Consider: If the United States signals that it is prepared to attack Russia’s military directly in response to Russian actions in Ukraine, then what is the difference between Ukrainian territory and NATO territory? An advantage of Biden’s rules is that they delineate NATO’s perimeter as brightly as possible.

The bulk of weapons shipments to Ukraine are being transported covertly across Poland’s eastern border. But Putin knows, or should know, that any strike in Poland, a NATO member, would be met with a counterstrike an order of magnitude more powerful. That sets clear boundaries that can effectively deter Russia and contain the conflict.

If Russia comes to believe that strikes against weapons convoys in Ukraine will also prompt a direct Western retaliation, NATO deterrence becomes less meaningful. Russia might figure that once it weighs all the risks, a strike inside Poland is worth it if it can take out a larger number of Western weapons than a strike in Ukraine.

Biden can do more to enhance the United States’ deterrence. The president could add detail about what a Russian strike on even an “inch” into of NATO territory would mean — explaining, for example, that the Pentagon has dozens of Russian targets preselected which would promptly and unflinchingly be destroyed. He could send more missile batteries to NATO’s perimeter and increase assistance to groups fighting Russian-backed forces in the Mideast and elsewhere.

But it’s unlikely that bending Biden’s rules would limit Russian brutality in Ukraine. Western deterrence already failed to prevent Russia from invading a sovereign nation on multiple fronts with some 150,000 troops. After decades of give-and-take, NATO never mustered the will to admit Ukraine into the alliance, fearing precisely the war the world is now witnessing. The West faces a serious credibility challenge in reestablishing red lines in that country with an invasion already in process.
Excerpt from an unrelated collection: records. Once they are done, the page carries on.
Issue #403, opened 2021-07-16
Mathesar should not depend on custom types being installed.


kgodey:
## Problem

We currently assume that custom types have been installed in the database in various places in the Mathesar codebase. This is a faulty assumption - Mathesar should work well with whatever types are available. Custom types should only provide additional functionality, not be a requirement.

## Proposed solution

We need to ensure that there is no assumption that custom types are installed anywhere in the codebase. We should detect the types that are installed and only use those for:
- type inference during file import
- the API listing types available in the database
- the column API listing types that a  given column can be altered to
- any SQLAlchemy engines that are created in the codebase 

We should also check the codebase for other places that types are used to make sure there's no other places that need to be updated.

## Additional context

- https://github.com/centerofci/mathesar/discussions/355 has more context on current behavior.
- The conversation on #532 may be useful.
- Discussion on #347 inspired this issue:
   - There are a lot of comments on that PR, relevant ones: [one](https://github.com/centerofci/mathesar/pull/347#issuecomment-876871504), [two](https://github.com/centerofci/mathesar/pull/347#issuecomment-877245010), [three](https://github.com/centerofci/mathesar/pull/347#issuecomment-877373807), [four](https://github.com/centerofci/mathesar/pull/347#issuecomment-877754289), [five](https://github.com/centerofci/mathesar/pull/347#issuecomment-878292814).
- #269 may be useful to look at.  
- [Mathesar's Product Principles](https://wiki.mathesar.org/product/principles)
- We'll need to make sure to thoroughly document the different options with custom types when we create installation documentation for Mathesar. That doesn't seem within scope for this issue, since we have no installation documentation yet.

mathemancer:
It may be possible to solve _all_ of these by altering the `get_supported_alter_column_types` method in the `db.types.alteration` module.

mathemancer:
@pavish Not quite. At least inference will break if we don't have all types installed. Potentially other things as well.

kgodey:
Closing this since it's out of date, we'll track this in our roadmap soon.

PR #532, opened 2021-08-09
Type mapping between Mathesar and database types

### LINKED ISSUE #367: Store friendly to DB type mapping in the backend
Please see https://github.com/centerofci/mathesar/issues/269 for the mapping of types and context.

The plan with this issue is to store the mapping of friendly to DB types so that it can be served as part of the API.

### LINKED ISSUE #368: Extend the `v0/databases/`'s types list to show both Mathesar and DB type information.
Please see https://github.com/centerofci/mathesar/issues/269 for the mapping of types and context.

Blocked by #367

### LINKED ISSUE #369: Ensure that the API only accepts DB types as input everywhere we use types.
Please see https://github.com/centerofci/mathesar/issues/269 for the mapping of types and context.

Places to check:
   - Table API
   - Column API
   - Database API
   - Table preview
   - Table updates
   - Column updates 

As part of this issue, we should also ensure that the name of all our types matches the types in #269.

kgodey:
Fixes #367 
Fixes #368 
Fixes #369

## Details
This PR does the following:
- Stores the type mapping between Mathesar types and DB types in the backend.
- Adds a `/api/v0/databases/<id/types/` endpoint that returns a list of supported types.
- Updates the `/api/v0/databases/` endpoint to remove `supported_types` and instead link to the URL of `supported_types`
- Creates enums for Postgres types and Mathesar custom types and updates the code to use them everywhere.
- Makes some miscellaneous style fixes for readability

### TODO (for author's benefit)
- [x] Store database type mapping in the backend
- [x] Update database endpoint `supported_types` to use new mapping
- [x] Create new `types` endpoint and add URL to DB endpoint
- [x] Update tests for database endpoint
- [x] Update all code in `db` module to use new `PostgresType` and `MathesarCustomType` enums.
- [x] Ensure that the API only accepts DB types as input everywhere we use types
- [x] Write tests to ensure database mapping is generated correctly
- [x] Write tests for `types` endpoint
- [x] Improve code readability

## Checklist
 
  index.md`).
  visible errors.

<details>

```
Version 1.1

1 Letterman Drive
Suite D4700
San Francisco, CA, 94129

    indicated in the file; or

    in the file; or

    it.

```

</details>


db/types/base.py
```diff
@@ -9,3 +75,11 @@
...
 def get_qualified_name(name):
     return ".".join([preparer.quote_schema(SCHEMA), name])
+
+
+def get_installed_types(engine):
+    return engine.dialect.ischema_names
+
+
+def get_full_mathesar_type_name(name):
+    return f'mathesar_types.{name}'
```
mathemancer, line 85: This should be either replaced by the `get_qualified_name` function, or wrap it (or replace it wherever that function is used).  Otherwise, we risk these getting out of sync, leading to bugs.

db/types/base.py
```diff
@@ -9,3 +75,11 @@
 
 def get_qualified_name(name):
     return ".".join([preparer.quote_schema(SCHEMA), name])
+
+
+def get_installed_types(engine):
+    return engine.dialect.ischema_names
```
mathemancer, line 81: This name could lead to confusion, since the  types are not necessarily installed at the DB level, but only need to be available in the engine.  Also, consider using this function inside of `db.types.alteration.get_supported_alter_column_types` (in case we change where we store the info pulled from `ischema_names` in the future).

db/types/base.py
```diff
@@ -1,6 +1,72 @@
...
+
+
+class MathesarCustomType(Enum):
+    """
+    This is a list of custom Mathesar DB types.
+    Keys returned by get_installed_types are of the format 'mathesar_types.VALUE'
+    """
+    EMAIL = 'email'
+    URI = 'uri'
+    MONEY = 'money'
```
mathemancer, line 67: This results in these strings being defined both here, and in the individual types.  How about using this definition in the `db.types.email` module?  Then creating a new custom type would use this, and anywhere that type is used, the name could be updated by updating the type name here (along with the type schema, if desired).

mathesar/models.py
```diff
@@ -62,8 +63,16 @@ def _sa_engine(self):
 
     @property
     def supported_types(self):
```
mathemancer, line 65: Is this the moment to add support for actually checking the DB to see if the type is supported by the current mathesar installation (i.e., do the db_types actually exist in the DB)?

Or should we wait for a future issue for that?

mathemancer (changes requested):
Overall, really great.  It's so pleasant to see this organization happening.  I have a couple of specific requests in the `db.types.base` module to make sure that we don't repeat ourselves too much (mostly just noting where we should be using the new `Enum`s).

I also think we should either handle checking the DB installation to see if the types are actually there, or put a `TODO` and make an issue to handle it in the future (you choose).

db/types/base.py
kgodey: Thanks, fixed. I opted to use `get_qualified_name` everywhere because it's more robust, it looks at the schema.

db/types/base.py
kgodey: Fixed, I updated most places to use this instead of `engine.dialect.ischema_names` directly. I also changed the name to `get_available_types`.

mathesar/models.py
kgodey: I think we should wait for a future issue. There's already one that should cover it:
- https://github.com/centerofci/mathesar/issues/403

db/types/base.py
kgodey: I updated the `db.types.email` module to use the new enum.

kgodey:
@mathemancer This is ready for re-review. 

I also added an unrelated minor change, which is adding the URLs for type suggestions and previews to the table API.

mathemancer (approved):
I think it looks good!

A new Biden rule — even one accidentally issued in a presidential gaffe — pledging U.S. military intervention inside Ukraine under certain circumstances would have to be enforced. Failure to do so would be catastrophic to U.S. credibility, far more than President Barack Obama’s unenforced red line in Syria against the use of chemical weapons. And unlike in Syria, enforcing such a red line would require direct U.S. attacks on a nuclear-armed military.

Russia was the original escalator of violence with its invasion, but U.S. intervention in the war theater itself would also be an escalation. Because of its inferior conventional forces, Moscow might have little room to escalate further besides deploying tactical nuclear weapons against NATO forces, knowing that its arsenal is larger and more flexible than that of the United States.

That could either force a humiliating U.S. climbdown or trigger an unpredictable escalatory spiral. Biden can best keep control of the conflict not by introducing new rules but by leaving no doubt through word and deed that the three already in effect — sanctions, weapons and the inviolable NATO perimeter — will be enforced to the hilt.